K-State president equates NCAA with IRS -- similarly popular and, in the end, necessary
KANSAS CITY, Mo. -- Kirk Schulz is preaching the same gospel as Bob Bowlsby, reading from the same playbook. Just not the same page.
Bowlsby took to the pulpit Monday at Big 12 Media Days with a scathing rebuke of the NCAA and, specifically, the organization's enforcement wing.
"The infractions committee hasn't had a hearing in almost a year," the Big 12 commissioner told reporters in Dallas, "and I think it's not an understatement to say cheating pays presently."
Kansas State's president begs to differ. Especially the "pays" part.
"I don't think it does," Schulz told FOXSportsKansasCity.com this week. "And my personal viewpoint is that I think all of us -- and I've worked in other conferences as well -- work hard to play by the rules and coaches work hard to play by the rules. ... I don't think there's a huge systemic issue out there, but that's my personal viewpoint."
Like Bowlsby, Kansas State's president swings a big stick in NCAA circles -- and like Bowlsby, he's not one to talk softly about the challenges ahead for collegiate athletics. Schulz is one of seven members of the NCAA's Division I steering committee, the lead dogs on the Iditarod to serious reform.
"Yeah, I think it's fair ... for anybody to voice their critiques and criticism of an organization like the NCAA," Schulz said. "And I'll be the first to acknowledge that we have issues with things the NCAA has done in the past ... but part of the challenge is that (while) everybody would like to wave a magic wand perhaps and have an overnight fix, there has to be some order in which things are fixed. The reforms may not be very sexy, but they're very needed and in my (opinion), that constitutes the next step, assuming the board approves the proposals that have been out in the media."

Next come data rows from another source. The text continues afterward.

PR #150, opened 2021-11-30
Fix Prefix Overlap: Requires resync

lazynina:
bump _PrefixPostHashSerialNumberToAcceptedBidEntries from 54 to 55, bump _PrefixAuthorizeDerivedKey from 54 to 56. resolve overlapping prefix issue.

Note: Requires resync


maebeam (approved):
Nice, let's add the test to this PR

AeonSw4n (approved):

tijno:
@lazynina Does this affect 3rd party nodes syncing with diamond/deso if they have not done full resync?

lazynina:
> @lazynina Does this affect 3rd party nodes syncing with diamond/deso if they have not done full resync?

@tijno it will affect them if they upgrade. The core team is working to determine the best course of action for performing this upgrade hence why it has not been merged. 

There isn't an imminent threat from the overlapping prefixes here since the construction of the keys for each index are of different lengths and there is no code that seeks over those prefixes yet. Seeking over prefixes with different length keys can cause some issues.

cmd/node.go
```diff
@@ -110,6 +110,12 @@ func (node *Node) Start() {
 		panic(err)
 	}
 
+	// Make sure there is no prefix conflict in BadgerDb
+	err = lib.CheckForPrefixOverlap()
```
diamondhands0, line 114: Right now this test only works if someone remembers to add their new prefix to the tester function. This isn't robust because people will forget to do this, and the value of the test will be lost.

Instead, what you want is to make it so that a compile error occurs somehow if you forget to add the prefix to the test.

Here's one idea:
```
// Define NEXT_TAG as a variable
NEXT_TAG = 57

// Increment through to NEXT_TAG in the test
for ii := 0; ii < NEXT_TAG; ii++ {
  _, inPrefixMap := prefixMap[ii]
  if !inPrefixMap {
    // Allow for any exceptions
    // return an error if not covered by exceptions
  }
}
```

diamondhands0: Also nitpick: All the testing code should live in a test file not in the live code.

AeonSw4n: Okay, updated the checks. I feel like it's harder to miss this check if it's in db_utils vs db_utils_test

AeonSw4n: Actually, I thought about this and you're right it's cleaner when it's in db_utils_test

lib/db_utils_test.go
```diff
@@ -14,6 +18,128 @@ import (
...
+		key := hex.EncodeToString(prefix)
+		if _, exists := prefixMap[key]; exists {
+			err = errors.Errorf("Found DB prefix conflict at %v", prefix)
+		}
+		prefixMap[key] = true
+	}
+
+	// Make sure we didn't forget to add the new prefix to prefixList.
+	// We iterate through all prefixes from 0 to NEXT_PREFIX to see if we missed something.
+	for i := uint32(0); i <= NEXT_PREFIX; i++ {
```
diamondhands0, line 103: Nit: Always prefer ii or vv. These are easier to find and replace or hop to if you're using shortcuts like * or #.

PR #153, opened 2021-12-02
Split block view

maebeam:
Why:
- GoLand and GitHub struggle with files this large. GitHub won't even render it and anytime you make a mistake in GoLand it takes forever to reprocess the entire file
- Files this large make it easy for random code to get stuck somewhere. During this split I found a number of methods that don't belong.
- Files this large make it impossible to read the entire file from top to bottom and understand everything it's doing
- This split sets us up to eventually move block view into its own package if we decide it makes sense to do so.


maebeam:
Closing in favor of #164

PR #163, opened 2021-12-11
Adding node

AdonousTech:


lib/nodes.go
```diff
@@ -125,4 +125,9 @@ var NODES = map[uint64]DeSoNode{
 		URL:   "https://deverso.io/",
 		Owner: "Nordian",
 	},
+	21: {
+		Name:  "NinjaNode",
+		URL:   "https://node.bitcloutapps.ninja",
+		Owner: "mattpitts"
```
maebeam, line 131: Trailing comma please

lib/nodes.go
```diff
@@ -125,4 +125,9 @@ var NODES = map[uint64]DeSoNode{
...
+	}
```
maebeam, line 132: Trailing comma please

maebeam (changes requested):

PR #167, opened 2021-12-15
return boolean indicating if error is from double spend detection or not

lazynina:


maebeam (approved):

lib/bitcoin_burner.go
```diff
@@ -717,19 +718,19 @@ func CheckBitcoinDoubleSpend(txnHash *chainhash.Hash, blockCypherAPIKey string,
 }
 
 func BlockCypherPushAndWaitForTxn(txnHex string, txnHash *chainhash.Hash,
-	blockCypherAPIKey string, doubleSpendWaitSeconds float64, params *DeSoParams) error {
+	blockCypherAPIKey string, doubleSpendWaitSeconds float64, params *DeSoParams) (_err error, _isDoubleSpend bool) {
```
diamondhands0, line 721: Nit: Convention is generally to make the last argument the error. Would quick fix it here.

diamondhands0 (approved):

PR #170, opened 2021-12-20
DeSo V3 Messages

AeonSw4n:
All works, for reference:
[backend PR](https://github.com/deso-protocol/backend/pull/253)
[identity PR](https://github.com/deso-protocol/identity/pull/107)
[frontend PR](https://github.com/deso-protocol/frontend/pull/543)

reference DIP: https://github.com/deso-protocol/dips/blob/p/messages-v3/dips/dip-5.md


lib/blockchain.go
```diff
@@ -3565,6 +3589,55 @@ func (bc *Blockchain) CreateAuthorizeDerivedKeyTxn(
...
 	}
 
+	if messagingPublicKey != "" && messagingKeyName != "" && messagingKeySignature != "" {
+		messagingPk, err := hex.DecodeString(messagingPublicKey)
+		if err != nil {
+			return nil, 0, 0, 0, errors.Wrapf(err, "CreateAuthorizeDerivedKeyTxn: " +
+				"Problem decoding messaging public key")
+		}
+
+		if err = IsByteArrayValidPublicKey([]byte(messagingPublicKey), "CreateAuthorizeDerivedKeyTxn: " +
```
AeonSw4n, line 3599: messagingPk, use validPublicKeyAndName

lib/block_view_message.go
```diff
@@ -79,86 +178,172 @@ func (bav *UtxoView) deleteMessageMappings(message *PGMessage) {
...
+	for _, messagingKeyEntry := range dbMessagingKeys {
+		key := *messagingKeyEntry.MessagingPublicKey
+		// Check if we have seen the messaging key before.
+		if _, exists := messagingKeysMap[key]; !exists {
+			messagingKeysMap[key] = messagingKeyEntry
+		} else {
+			// If the messaging key was deleted in the UtxoView, we can now delete it from our map.
+			if messagingKeysMap[key].isDeleted {
+				delete(messagingKeysMap, key)
+			}
```
lazynina, line 228: Do we want to delete this here? Seems unnecessary and could result in a bug where we've deleted the key from the map before flushing to the db.

lib/block_view_message.go
```diff
@@ -79,86 +178,172 @@ func (bav *UtxoView) deleteMessageMappings(message *PGMessage) {
...
-		messageKey := MakeMessageKey(publicKey, dbMessageEntry.TstampNanos)
-		bav._getMessageEntryForMessageKey(&messageKey)
+	// We define an auxiliary map to keep track of messages in UtxoView and DB.
+	messagesMap := make(map[MessageKey]*MessageEntry)
+
+	// First look for messages in the UtxoView. We don't skip deleted entries for now as we will do it later.
+	for messageKey, messageEntry := range bav.MessageKeyToMessageEntry {
+		for _, messagingKeyEntry := range _messagingKeyEntries {
+			if reflect.DeepEqual(messageKey.PublicKey[:], messagingKeyEntry.MessagingPublicKey[:]) {
+				// We will add the messages by sender so that we have no overlaps in the DB in some weird edge cases.
```
lazynina, line 264: What are these edge cases referenced here?

lib/block_view_message.go
```diff
@@ -79,86 +178,172 @@ func (bav *UtxoView) deleteMessageMappings(message *PGMessage) {
...
+	}
+	for _, messageEntry := range dbMessageEntries {
+		mapKey := MakeMessageKey(messageEntry.SenderMessagingPublicKey[:], messageEntry.TstampNanos)
+		if _, exists := messagesMap[mapKey]; !exists {
+			messagesMap[mapKey] = messageEntry
+		} else {
+			// If the message was deleted in the UtxoView, then we remove it from our map struct.
+			if messagesMap[mapKey].isDeleted {
+				delete(messagesMap, mapKey)
+			}
```
lazynina, line 285: Once again, this is a little concerning. We typically don't delete entries that are marked with `isDeleted=true` when we're reading from the view

lib/block_view_message.go
```diff
@@ -218,19 +396,124 @@ func (bav *UtxoView) _connectPrivateMessage(
...
+	if extraV, hasExtraV := txn.ExtraData["V"]; hasExtraV {
+		rr := bytes.NewReader(extraV)
+		version, err = ReadUvarint(rr)
+		if err != nil {
+			return 0, 0, nil, errors.Wrapf(RuleErrorPrivateMessageInvalidVersion,
+				"_connectPrivateMessage: Problem reading version from ExtraData, error: (%v)", err)
+		}
+		if version > 3 {
+			return 0, 0, nil, errors.Wrapf(RuleErrorPrivateMessageInvalidVersion,
+				"_connectPrivateMessage: Problem reading version from ExtraData")
```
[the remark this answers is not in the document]
lazynina: also, can't I specify `V=0` in the extra data map? We probably want to make sure that version is between 1 and 3 to be valid, correct?

lib/block_view_message.go
```diff
@@ -218,19 +396,124 @@ func (bav *UtxoView) _connectPrivateMessage(
...
+	// to these messaging keys, as opposed to encrypting to user's main keys.
+	if version == 3 {
+		// Make sure DeSo V3 messages are live.
+		if blockHeight < DeSoV3MessagesBlockHeight {
+			return 0, 0, nil, errors.Wrapf(
+				RuleErrorPrivateMessageMessagingPartyBeforeBlockHeight,
+				"_connectPrivateMessage: messaging party used before block height")
+		}
+		// Look for messaging keys in transaction ExtraData
+		// TODO: Do we want to make the ExtraData keys shorter to save space and transaction cost?
```
lazynina, line 438: Probably a good idea to keep the key length short if we can help it while maintaining some level of significance in the key name

lib/block_view_message.go
```diff
@@ -218,19 +396,124 @@ func (bav *UtxoView) _connectPrivateMessage(
...
+		}
+		// We do an analogous validation for the recipient's messaging key.
+		recipientMessagingKeyName, existsRecipientName := txn.ExtraData[RecipientMessagingKeyName]
+		if existsRecipient && existsRecipientName {
+			// This check exists because of an annoying edge-case where group owner wanted to send a message
+			// to the group. In this scenario, the recipient public key is the same as the user's public key,
+			// which would make us fail one of the previous checks. To circumvent this, the transaction
+			// metadata in this case would have recipient public key set to messaging public key.
+			// There is also an edge case where recipient public key can equal messaging public key if it's
+			// a base key, so we make an exception for that.
```
lazynina, line 474: this is a very helpful comment.

lib/block_view_message.go
```diff
@@ -308,52 +577,396 @@ func (bav *UtxoView) _disconnectPrivateMessage(
...
+		rr := bytes.NewReader(extraV)
+		version, err = ReadUvarint(rr)
+		if err != nil {
+			return errors.Wrapf(RuleErrorPrivateMessageInvalidVersion,
+				"_disconnectPrivateMessage: Problem reading version from ExtraData, error: (%v)", err)
+		}
+		if version > 3 {
+			return errors.Wrapf(RuleErrorPrivateMessageInvalidVersion,
+				"_disconnectPrivateMessage: Problem reading version from ExtraData")
+		}
```
lazynina, line 593: same as mentioned above. we should validate that the version is between 1 and 3. or better yet, define a function called `isMessageVersionValid` or something. 

Also this code is duplicated from above - can we refactor?

lib/block_view_types.go
```diff
@@ -98,8 +102,10 @@ const (
 	OperationTypeAcceptNFTTransfer            OperationType = 21
 	OperationTypeBurnNFT                      OperationType = 22
 	OperationTypeAuthorizeDerivedKey          OperationType = 23
+	OperationTypeMessagingKey                 OperationType = 24
+	OperationTypeMessageParty                 OperationType = 25
 
-	// NEXT_TAG = 24
+	// NEXT_TAG = 26
```
lazynina, line 108: merge main into your branch please - want to be sure we don't have overlap here.

lib/db_utils.go
```diff
@@ -233,10 +233,21 @@ var (
...
+	_PrefixMessageRecipient = []byte{58}
+
+	// Prefix for Message to Message Party. Prefix works similarly to regular private messages.
+	_PrefixMessageToMessageParty = []byte{59}
+
 	// TODO: This process is a bit error-prone. We should come up with a test or
 	// something to at least catch cases where people have two prefixes with the
 	// same ID.
-	// NEXT_TAG: 55
+	// NEXT_TAG: 58
```
lazynina, line 250: this should be 60 based on your values - but let's merge in main so we're confident that we're not overlapping.

lib/block_view_message.go
AeonSw4n: We're deleting from a local map that only makes reference to UtxoView's map, so it seems like it should be fine to delete here.

lib/block_view_message.go
AeonSw4n: This is check is for fetching messages from UtxoView and DB and it's potentially possible that the same message is present in both places. To make sure we don't fetch the same message twice, we will index messages in the local `messagesMap` by sender public key (we could alternatively index it by recipient public key, so we just choose sender).

lib/block_view_message.go
AeonSw4n: Should be fineee, per above comment.

lib/block_view_message.go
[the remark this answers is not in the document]
AeonSw4n: Good catch!

lib/block_view_message.go
AeonSw4n: Yeaaah, I wonder what we could rename them to. @diamondhands0 what do you think about this one?

lib/block_view_message.go
AeonSw4n: good, cleaner code! I like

The NCAA's board of directors is scheduled to vote Aug. 7 on a proposal that would change how its governing body works. If that proposal passes, more power will land in the bigger schools, the "Power Five" leagues -- Big 12, Big Ten, SEC, ACC and Pac-12. A 24-member board of mostly presidents would be at the top of the food chain, with rules in the hands of a council made up mostly of athletic directors.
It might also allow the Power Five leagues the wiggle room to enact their own rules, bylaws and wrinkles -- which could include providing full cost of attendance benefits for all student-athletes, expanded medical coverage, extended scholarship length and, perhaps, stipends.
The trick, of course, is keeping the likes of a Louisiana Tech and a Northern Iowa living and functioning under the same umbrella as an Ohio State or a Texas. Schulz doesn't foresee the larger conferences breaking off from the NCAA entirely.
"I guess I'm a little more optimistic -- at the end of the day, we've all got to have people to play," he said. "I don't know that the (power) 65 schools want to play (only) the other 64 schools ....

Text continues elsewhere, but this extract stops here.